# ACTION ITEM
The lines below, all of them, should be returned exactly as they appear.

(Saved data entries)
"""
PR #205, opened 2021-09-22
Quiz Reliability Chart Interactions & Accessibility

NicholasHallman:
## Preview

FT159Kbc0w

## Implementation Notes

FilterState replaces UrlState from the engagement dashboard. Since the router already listens to location push and pop events we use the routers ContextReactor to update the filters whenever those changes happen. The required fields are very similar to UrlState.

```javascript
class Filter extends FilterState {
  constructor() {
    super();
    this.load(FilterState.ctx) // initialize the filter with url data
  }

  get persistenceValue() { } // convert the filter datastructure to a string for storage

  set persistenceValue(value) { } // conver the url data into the filters selection datastructure
}
```

And that's it!

## Quality Notes

Testing:  

Automated  
 - [x] Should change colors when filtering
 - [x] Should change number of visible quizzes when filtering
 - [x] Should create an accessible description

Manual
 - [x] Chart reacts to changes in other filters
 - [x] Reliability Filter changes other charts
 - [x] Filter is preserved in the URL (FilterState)  
 - [x] Toasts appear
 - [x] Applied filter reads categories using a screen reader 
 - [x] Modifying the URL and navigating history update fitlers 

Documentation: N/A

Security: N/A

DevOps: N/A


NicholasHallman:
FYI: @Brightspace/draco-vis

JikaiLong (approved):
Looks good to me. That quick walk through really helps. :)

components/cards/reliability-chart.js
```diff
@@ -1,16 +1,73 @@
...
+};
+
+export class ReliabilityFilter extends CategoryFilter {
+	constructor(thresholds) {
+		super(
+			filterId,
+			'reliabilityChart:title',
+			quiz => this.selectedCategories.has(binReliability(quiz.reliabilityCoefficient, this.thresholds)),
+			'rf',
+			new Set([0, 1, 2, 3])
```
Vitalii-Misechko, line 29: `nit` could we use an object for passing these parameters for readability?

components/cards/reliability-chart.js
```diff
@@ -1,16 +1,73 @@
...
+	}
+
+	axeDescription(localizer, term) {
+		const langCategories = (['outlier', 'low', 'moderate', 'high'])
+			.filter((_, i) => this.selectedCategories.has(i))
+			.map(term => localizer(`reliabilityChart:${term}`))
+			.join(', ');
+		const localTitle = localizer('reliabilityChart:title');
+		const filterName = { chartName: localTitle, filterName: localTitle };
+		return `${localizer(term, filterName)} ${langCategories}`;
```
Vitalii-Misechko, line 54: `minor` It seems that line 54 expresses string concatenation which is not recommended for langterms. Could you turn `langCategories` into langterm parameter? 

```
"Viewing learners with {chartName} in these categories {categoryList}"
```

components/cards/reliability-chart.js
```diff
@@ -48,18 +105,45 @@ class QuizReliabilityChart extends SkeletonMixin(Localizer(MobxLitElement)) {
...
+		};
+	}
+
+	connectedCallback() {
+		super.connectedCallback();
+		this.thresholds = {
+			moderateCutoff: this.quizReliabilityFlagThreshold,
+			highCutoff: this.quizReliabilityHighThreshold
+		};
+	}
```
Vitalii-Misechko, line 122: `curious` if we turn `this.thresholds` into a getter will we need the code above (line 108 - 122)?

components/cards/reliability-chart.js
```diff
@@ -171,21 +270,11 @@ class QuizReliabilityChart extends SkeletonMixin(Localizer(MobxLitElement)) {
 	// @computed
 	get preparedData() {
 		// Temporary. These values will come from settings.
```
Vitalii-Misechko, line 272: `nit` do we need this comment?

model/categoryFilter.js
```diff
@@ -0,0 +1,73 @@
...
+		if (!isApplied) this.selectedCategories.clear();
+	}
+
+	//@action
+	setAll(allValues) {
+		this._all = allValues;
+		if (this.isAllCategoriesSelected()) {
+			this.selectedCategories.clear();
+		}
+	}
```
Vitalii-Misechko, line 29: Why do we need this method? Do we expect that list of all categories will be changed after the filter constructor? Or do we expect that list of all categories is not available at the time of calling the constructor?

model/categoryFilter.js
```diff
@@ -0,0 +1,73 @@
+import { action, computed, decorate, observable } from 'mobx';
+import { FilterState } from './filterState';
+export class CategoryFilter extends FilterState {
+	constructor(filterId, title, filter, key, all) {
+		super();
+		this.id = filterId;
+		this.title = title;
```
Vitalii-Misechko, line 7: `nit` Should we rename it into `titleTerm`?

model/categoryFilter.js
```diff
@@ -0,0 +1,73 @@
...
+		this.filter = filter;
+		this.selectedCategories = new Set();
+		this.persistenceKey = key;
+		this._all = all;
```
Vitalii-Misechko, line 11: `nit` should we name it `_allCategoriesSet`. It's not obvious what `_all` is. As an alternative, we could use comments.

model/categoryFilter.js
```diff
@@ -0,0 +1,73 @@
...
+		}
+	}
+
+	isAllCategoriesSelected() {
+
+		if (!this._all) return false;
+		const intersection = [...this._all].filter(v => this.selectedCategories.has(v));
+		if (intersection.length === this._all.size) return true;
+		return false;
+	}
```
Vitalii-Misechko, line 37: `nit` line 35-36 `return intersection.length === this._all.size;`

test/components/cards/reliability-chart.test.js
```diff
@@ -36,4 +57,69 @@ describe('Quiz Reliability Chart', () => {
...
+					console.error(givenTerm);
+					expect(term).to.not.be.undefined;
+					return;
+				}
+				if (typeof term === 'function') term = term(options);
+				return term;
+			};
+
+			expect(filter.axeDescription(localizer, 'alert:axeDescriptionRange')).to
+				.equal('Viewing learners with Quiz Reliability in these categories  Outlier, Low, High');
```
Vitalii-Misechko, line 122: I like this test. It looks neat!

Vitalii-Misechko (approved):
Have you had a chance to check if modifying URL affects filters? If yes, could you add this to quality notes?

Other than a few very minor comments looks great!

model/categoryFilter.js
NicholasHallman: This is a layover from engagement. When the user selects every bar in a chart we reset the filter so that nothing is selected. This is because the "all bars selected" and "no bars selected" behaviour is different. When no bars are selected and you pick the first bar, the other bars are disabled. But if all bars are selected and you pick a bar then that bar turns off. Visually the states are identical so we make them functionally the same too

components/cards/reliability-chart.js
NicholasHallman: Good suggestion, also if the values change the threshold isn't updated since it's in the constructor, whereas a getter would update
"""
# RESULT OF THIS TASK
PR #205, opened 2021-09-22
Quiz Reliability Chart Interactions & Accessibility

NicholasHallman:
## Preview

FT159Kbc0w

## Implementation Notes

FilterState replaces UrlState from the engagement dashboard. Since the router already listens to location push and pop events we use the routers ContextReactor to update the filters whenever those changes happen. The required fields are very similar to UrlState.

```javascript
class Filter extends FilterState {
  constructor() {
    super();
    this.load(FilterState.ctx) // initialize the filter with url data
  }

  get persistenceValue() { } // convert the filter datastructure to a string for storage

  set persistenceValue(value) { } // conver the url data into the filters selection datastructure
}
```

And that's it!

## Quality Notes

Testing:  

Automated  
 - [x] Should change colors when filtering
 - [x] Should change number of visible quizzes when filtering
 - [x] Should create an accessible description

Manual
 - [x] Chart reacts to changes in other filters
 - [x] Reliability Filter changes other charts
 - [x] Filter is preserved in the URL (FilterState)  
 - [x] Toasts appear
 - [x] Applied filter reads categories using a screen reader 
 - [x] Modifying the URL and navigating history update fitlers 

Documentation: N/A

Security: N/A

DevOps: N/A


NicholasHallman:
FYI: @Brightspace/draco-vis

JikaiLong (approved):
Looks good to me. That quick walk through really helps. :)

components/cards/reliability-chart.js
```diff
@@ -1,16 +1,73 @@
...
+};
+
+export class ReliabilityFilter extends CategoryFilter {
+	constructor(thresholds) {
+		super(
+			filterId,
+			'reliabilityChart:title',
+			quiz => this.selectedCategories.has(binReliability(quiz.reliabilityCoefficient, this.thresholds)),
+			'rf',
+			new Set([0, 1, 2, 3])
```
Vitalii-Misechko, line 29: `nit` could we use an object for passing these parameters for readability?

components/cards/reliability-chart.js
```diff
@@ -1,16 +1,73 @@
...
+	}
+
+	axeDescription(localizer, term) {
+		const langCategories = (['outlier', 'low', 'moderate', 'high'])
+			.filter((_, i) => this.selectedCategories.has(i))
+			.map(term => localizer(`reliabilityChart:${term}`))
+			.join(', ');
+		const localTitle = localizer('reliabilityChart:title');
+		const filterName = { chartName: localTitle, filterName: localTitle };
+		return `${localizer(term, filterName)} ${langCategories}`;
```
Vitalii-Misechko, line 54: `minor` It seems that line 54 expresses string concatenation which is not recommended for langterms. Could you turn `langCategories` into langterm parameter? 

```
"Viewing learners with {chartName} in these categories {categoryList}"
```

components/cards/reliability-chart.js
```diff
@@ -48,18 +105,45 @@ class QuizReliabilityChart extends SkeletonMixin(Localizer(MobxLitElement)) {
...
+		};
+	}
+
+	connectedCallback() {
+		super.connectedCallback();
+		this.thresholds = {
+			moderateCutoff: this.quizReliabilityFlagThreshold,
+			highCutoff: this.quizReliabilityHighThreshold
+		};
+	}
```
Vitalii-Misechko, line 122: `curious` if we turn `this.thresholds` into a getter will we need the code above (line 108 - 122)?

components/cards/reliability-chart.js
```diff
@@ -171,21 +270,11 @@ class QuizReliabilityChart extends SkeletonMixin(Localizer(MobxLitElement)) {
 	// @computed
 	get preparedData() {
 		// Temporary. These values will come from settings.
```
Vitalii-Misechko, line 272: `nit` do we need this comment?

model/categoryFilter.js
```diff
@@ -0,0 +1,73 @@
...
+		if (!isApplied) this.selectedCategories.clear();
+	}
+
+	//@action
+	setAll(allValues) {
+		this._all = allValues;
+		if (this.isAllCategoriesSelected()) {
+			this.selectedCategories.clear();
+		}
+	}
```
Vitalii-Misechko, line 29: Why do we need this method? Do we expect that list of all categories will be changed after the filter constructor? Or do we expect that list of all categories is not available at the time of calling the constructor?

model/categoryFilter.js
```diff
@@ -0,0 +1,73 @@
+import { action, computed, decorate, observable } from 'mobx';
+import { FilterState } from './filterState';
+export class CategoryFilter extends FilterState {
+	constructor(filterId, title, filter, key, all) {
+		super();
+		this.id = filterId;
+		this.title = title;
```
Vitalii-Misechko, line 7: `nit` Should we rename it into `titleTerm`?

model/categoryFilter.js
```diff
@@ -0,0 +1,73 @@
...
+		this.filter = filter;
+		this.selectedCategories = new Set();
+		this.persistenceKey = key;
+		this._all = all;
```
Vitalii-Misechko, line 11: `nit` should we name it `_allCategoriesSet`. It's not obvious what `_all` is. As an alternative, we could use comments.

model/categoryFilter.js
```diff
@@ -0,0 +1,73 @@
...
+		}
+	}
+
+	isAllCategoriesSelected() {
+
+		if (!this._all) return false;
+		const intersection = [...this._all].filter(v => this.selectedCategories.has(v));
+		if (intersection.length === this._all.size) return true;
+		return false;
+	}
```
Vitalii-Misechko, line 37: `nit` line 35-36 `return intersection.length === this._all.size;`

test/components/cards/reliability-chart.test.js
```diff
@@ -36,4 +57,69 @@ describe('Quiz Reliability Chart', () => {
...
+					console.error(givenTerm);
+					expect(term).to.not.be.undefined;
+					return;
+				}
+				if (typeof term === 'function') term = term(options);
+				return term;
+			};
+
+			expect(filter.axeDescription(localizer, 'alert:axeDescriptionRange')).to
+				.equal('Viewing learners with Quiz Reliability in these categories  Outlier, Low, High');
```
Vitalii-Misechko, line 122: I like this test. It looks neat!

Vitalii-Misechko (approved):
Have you had a chance to check if modifying URL affects filters? If yes, could you add this to quality notes?

Other than a few very minor comments looks great!

model/categoryFilter.js
NicholasHallman: This is a layover from engagement. When the user selects every bar in a chart we reset the filter so that nothing is selected. This is because the "all bars selected" and "no bars selected" behaviour is different. When no bars are selected and you pick the first bar, the other bars are disabled. But if all bars are selected and you pick a bar then that bar turns off. Visually the states are identical so we make them functionally the same too

components/cards/reliability-chart.js
NicholasHallman: Good suggestion, also if the values change the threshold isn't updated since it's in the constructor, whereas a getter would update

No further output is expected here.